Source data
BEGIN
PR #1604, opened 2026-04-27
Avoid using structs in fragment shaders

LaurenzV:
😔 Unfortunately, on a row of older Adreno GPUs, there is a very annoying bug where the numeric precision of structs is always 16-bit, regardless of whether high precision was requested before. See https://github.com/KhronosGroup/WebGL/issues/3351 and also linked issues there.

Those GPUs seem to be pretty common, I found it on at least three different devices on BrowserStack, so seems like we will have to work around it... So in this PR, I removed any structs from fragment shaders where having 32-bit precision is important for correctness. For consistency, maybe we should extend this to just never using structs in fragment shader so we don't accidentally miss anything in the future, but that could be a follow-up. With this change, I'm able to get Vello Hybrid running on the devices in question.

It definitely is ugly and I'd prefer not having to merge this unless strictly required, so ideas are very much welcome.

### DIFF
--- a/sparse_strips/vello_sparse_shaders/shaders/filters.wgsl
+++ b/sparse_strips/vello_sparse_shaders/shaders/filters.wgsl
@@ -11,6 +11,11 @@
 // for the drop shadow filter, we need to composite the original content on top of the shadow.
 @group(2) @binding(0) var original_tex: texture_2d<f32>;
 
+// VERY IMPORTANT NOTE: Whenever making use of structs in the fragment shader, 
+// make sure that any field could be interpreted using 16-bit precision and still work
+// correctly!! See <ISSUE> for more information.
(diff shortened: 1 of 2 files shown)


LaurenzV:
I just realized I'm not sure if the `image_offset` field in `EncodedImage` is enough with this 16-bit floating points... Might be a bit risky.

taj-p:
If the bug is in the driver, it's unclear whether there's another viable option than something like this. I'm not sure we could implement it in `naga`. Deferring to Alex here - maybe Alex knows another path

waywardmonkeys:
@cwfitzgerald This is the issue I mentioned to you yesterday.

LaurenzV:
I will split this up into two new separate PRs.

PR #1606, opened 2026-04-27
Fix blurry image rendering in Vello Classic.

### LINKED ISSUE #972: Images do not roundtrip

xStrom:
Images were rendered incorrectly due to pixel corners being sampled instead of centers. This PR fixes that.

This is based on #1499. I also applied the same fix to the `IMAGE_QUALITY_HIGH` code path, updated impacted snapshots, and converted relevant known issue tests to regression tests.

Fixes #972.


RagibHasin (approved):
Looks good. Thanks!

PR #1608, opened 2026-04-27
Increase hybrid tolerance for two filter tests.

xStrom:
Both `filter_with_inner_clip` and `filter_drop_shadow_inside_clip` needed a bump in tolerance in order to pass on my RTX 4090 Windows 11 setup.

### DIFF
--- a/sparse_strips/vello_sparse_tests/tests/filter.rs
+++ b/sparse_strips/vello_sparse_tests/tests/filter.rs
@@ -1473,7 +1473,7 @@ fn filter_with_non_rect_clip(ctx: &mut impl Renderer) {
     ctx.pop_layer();
 }
 
-#[vello_test(skip_multithreaded)]
+#[vello_test(skip_multithreaded, hybrid_tolerance = 1)]
 fn filter_drop_shadow_inside_clip(ctx: &mut impl Renderer) {
     let filter = Filter::from_primitive(FilterPrimitive::DropShadow {
         dx: 20.0,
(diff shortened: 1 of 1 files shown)


LaurenzV (approved):

sparse_strips/vello_sparse_tests/tests/filter.rs
grebmeg, line 1: I think there's a real problem in our test framework that this PR surfaces: having a single unified `hybrid_tolerance` knob has a few compounding downsides.

- It hides which backend is actually bad. A bump from 1 to 2 here could be wgpu, webgl, or the constrained variant — the threshold doesn't tell us, and neither will future readers.
- It moves the weakest backend's slop onto everyone. Whichever backend needs the loosest bound dictates the bound for all the others, so the stricter backends silently lose coverage.
- It conflates unrelated sources of error. The reason wgpu might deviate (e.g. f32 rounding in the shader) is usually unrelated to why webgl deviates (e.g. naga WGSL→GLSL translation, driver quirks). Folding them into one number makes it impossible to reason about either.
- It makes per-backend regressions invisible. If webgl silently degrades from 1 to 3 but the global tolerance is already 4 (because some other test needed it), nobody notices until webgl crosses 4.

A while back I did a spike on extending `vello_dev_macro` (unfortunately, I didn’t have enough time to finish it; happy for someone else to take it on, otherwise I can come back to it later) — it does add some verbosity, but given the failure modes above, I think the trade-off is worth it. 

cc @LaurenzV

LaurenzV: Hmm yeah it's not ideal, but wouldn't know how to improve this really. 🤔 I think as long as the tolerances are low enough, it should still give us enough confidence that it's just small deviations instead of a bigger problem. But maybe I'm wrong. 😄

grebmeg: What I did in that spike was update the macro so you can configure parameters per backend, while still having common defaults for each parameter. That way, if you want to tune a specific platform's parameter in a test, you can adjust it directly there.

This should also help us gather a lot more data over time, for example, identifying that Windows devices tend to use certain adjustments more frequently, and so on.

PR #4, opened 2023-03-02
Maps bootcamp

Thymian18:
For the google maps part, I implemented a map with a marker at the position of EPFL's Satellite. When clicking the marker, an info window pops up that is itself clickable. When clicking the info window, a toast message lets the user know the coordinates of Sat. Also, as soon as the user clicks 5 times or more on the marker, a different toast message pops up. 
In general the map starts over the EPFL area and is constrained to certain zoom factors (max and min).
Testing the map was not well feasible because the internal objects of the map (e.g., the marker) could not be accessed. This is why the coverage is below 80%.


Luca-Engel (commented):
Please remove commented out lines in the GreetingActivity class

app/src/main/res/layout/activity_greeting.xml
```diff
@@ -14,6 +14,20 @@
...
+        app:layout_constraintTop_toTopOf="parent"
+        app:layout_constraintVertical_bias="0.353" />
+
+    <Button
+        android:id="@+id/open_maps_btn"
+        android:layout_width="wrap_content"
+        android:layout_height="wrap_content"
+        android:layout_marginTop="100dp"
+        android:fontFamily="sans-serif-medium"
+        android:text="Google Maps"
```
Luca-Engel, line 28: use @string resource for "Google Maps

app/src/main/res/layout/activity_maps.xml
```diff
@@ -0,0 +1,9 @@
+<?xml version="1.0" encoding="utf-8"?>
+<fragment xmlns:android="http://schemas.android.com/apk/res/android"
```
Luca-Engel, line 2: cirrus suggests: Replace the <fragment> tag with FragmentContainerView.

app/src/test/java/com/github/sdpcoachme/TestMapsActivity.java
```diff
@@ -0,0 +1,21 @@
...
+import android.app.Activity;
+import android.os.Bundle;
+
+import com.google.android.gms.maps.GoogleMap;
+
+import org.junit.Assert;
+import org.junit.Test;
+
+public class TestMapsActivity {
+    /*@Test
```
Luca-Engel, line 13: The code would be a bit more legible if the commented test was removed

Luca-Engel (approved):
LGTM, thanks for the improvements!

PR #5, opened 2023-03-02
Google Authentication bootcamp

Luca-Engel:
Google Authentication added as an activity that is reached by clicking on the "Go to sign in page" button in the main activity.
Sign in, Sign out and delete account are done by clicking on the buttons in the new activity.

Dependency injection was used to provide an example for future possible uses of it and to abstract the login interface.

Testing:
2 Tests are commented out because they only worked locally and not on the CI. I did not manage to find and fix the reason for that.


Thymian18 (approved):
LGTM

PR #6, opened 2023-03-02
Web api

Jeremmmyyyyy:
The web api adds a new activity to the app where it is possible to make requests to a webserver and cache the response. In the case where there is no internet connection a cached answer is retrieved and displayed. 

Problems : I wasn't able to completely test the code because the dependency injection was to difficult to manage / change in the test classes. 

Used tools : retrofit (api calls) / hilt (dependency injecction) / dagger (dependency injecction / room (local database)


app/src/main/java/com/github/sdpcoachme/repositories/DefaultRepositoryAccess.kt
```diff
@@ -0,0 +1,77 @@
...
+            val randElem = entriesDB[rand]
+            "No internet connection : seeing cached data : " + randElem.activity
+        }else{
+            "No internet connection : no cached data"
+        }
+        str
+    }
+
+    override fun deleteContentDB() {
+        CoroutineScope(Dispatchers.IO).launch {
```
brygotti, line 44: It might be a good idea to expose all the methods in the same format, either make them all launch a coroutine, or annotate them all with "suspend" keyword to enforce that they are called from within a coroutine.

brygotti: Another idea could be to use Futures instead and make every function return a Future<SomeType>

app/src/main/java/com/github/sdpcoachme/repositories/RepositoryAccess.kt
```diff
@@ -0,0 +1,18 @@
+package com.github.sdpcoachme.repositories
+
+import com.github.sdpcoachme.network.DataFormat
+
+import retrofit2.Response
+
+interface RepositoryAccess {
+
+    suspend fun getContentDB() : String
```
brygotti, line 9: As both what you call DB and what you call API are actually databases (the first is the "cache", and the second is the remote database), it might be better to rename them to something more distinct (I suggest cache for the local cache and remoteDB for the remote database, or something along those lines)

app/src/main/java/com/github/sdpcoachme/BoredActivity.kt
```diff
@@ -0,0 +1,66 @@
...
+        }
+    }
+
+    @SuppressLint("SetTextI18n")
+    fun request(txt : TextView){
+        CoroutineScope(Dispatchers.IO).launch {
+            val resp : Resource<Response<DataFormat>> = repo.apiCall()
+            if (resp.status == Status.SUCCESS) {
+                txt.text = "Activity : " + (resp.data?.body()?.activity ?: "Null")
+                resp.data?.let { it1 -> repo.insertNewEntryDB(it1) }
```
brygotti, line 57: It might be better to hide the code that saves the data in the cache from the main activity, and make it private to the repository class (the cache is usually transparent to the user of the class)

app/src/main/java/com/github/sdpcoachme/database/RequestPoolDB.kt
```diff
@@ -0,0 +1,17 @@
...
+
+@Dao
+interface RequestPoolDB {
+    @Query("select * from LineDB")
+    fun getAll(): List<LineDB>
+
+    @Insert
+    fun insert(vararg lineDB: LineDB)
+
+    @Query("DELETE FROM lineDB")
```
brygotti, line 15: Difference between lineDB and LineDB ?

app/src/main/java/com/github/sdpcoachme/repositories/Resource.kt
```diff
@@ -0,0 +1,17 @@
+package com.github.sdpcoachme.repositories
+
+data class Resource<out T>(val status : Status, val data : T?, val message: String?){
```
brygotti, line 3: Seems like this class could be replaced by using built-in Futures

app/src/main/java/com/github/sdpcoachme/network/DataFormat.kt
```diff
@@ -0,0 +1,11 @@
+package com.github.sdpcoachme.network
+
+data class DataFormat(
```
brygotti, line 3: Redundancy between this and LineDB

brygotti (changes requested):
If we decide to merge this, we will need to take care of dependency injection afterwards. Since it currently doesn't work, I didn't review the files linked to it. I let the request pending so we don't forget to refactor the different changes suggested in the comments before merging.

Ayskin:
Close for now. Reopen if we need any web api that cannot be integrated within android studio

PR #20, opened 2023-03-04
Add code to enable dependency injection during testing

brygotti:
This pull request doesn't add much code except the boilerplate code necessary to do dependency injection in testing.

The last commit (4213ef7a8611dc3e0f70042924c6a4514ac9d6d3) contains only the code that enables dependency injection, while commit 73da02ec25f300fcddcad27c557078ab367b689c consists of an example on how to use this code to do a DI. The example contains a rudimentary database interface, and a real and a mock implementation. One needs to take a look at 73da02ec25f300fcddcad27c557078ab367b689c to understand how to do DI in testing.

### DIFF
--- a/app/build.gradle
+++ b/app/build.gradle
@@ -15,7 +15,7 @@ android {
         versionCode 1
         versionName "1.0"
 
-        testInstrumentationRunner "androidx.test.runner.AndroidJUnitRunner"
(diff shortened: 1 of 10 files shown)


Luca-Engel (approved):
LGTM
END
The lines you need are those with the word "instead"; list them from the entries.

* _WRITTEN RESPONSE_:
Images were rendered incorrectly due to pixel corners being sampled instead of centers. This PR fixes that.
LaurenzV: Hmm yeah it's not ideal, but wouldn't know how to improve this really. 🤔 I think as long as the tolerances are low enough, it should still give us enough confidence that it's just small deviations instead of a bigger problem. But maybe I'm wrong. 😄
brygotti: Another idea could be to use Futures instead and make every function return a Future<SomeType>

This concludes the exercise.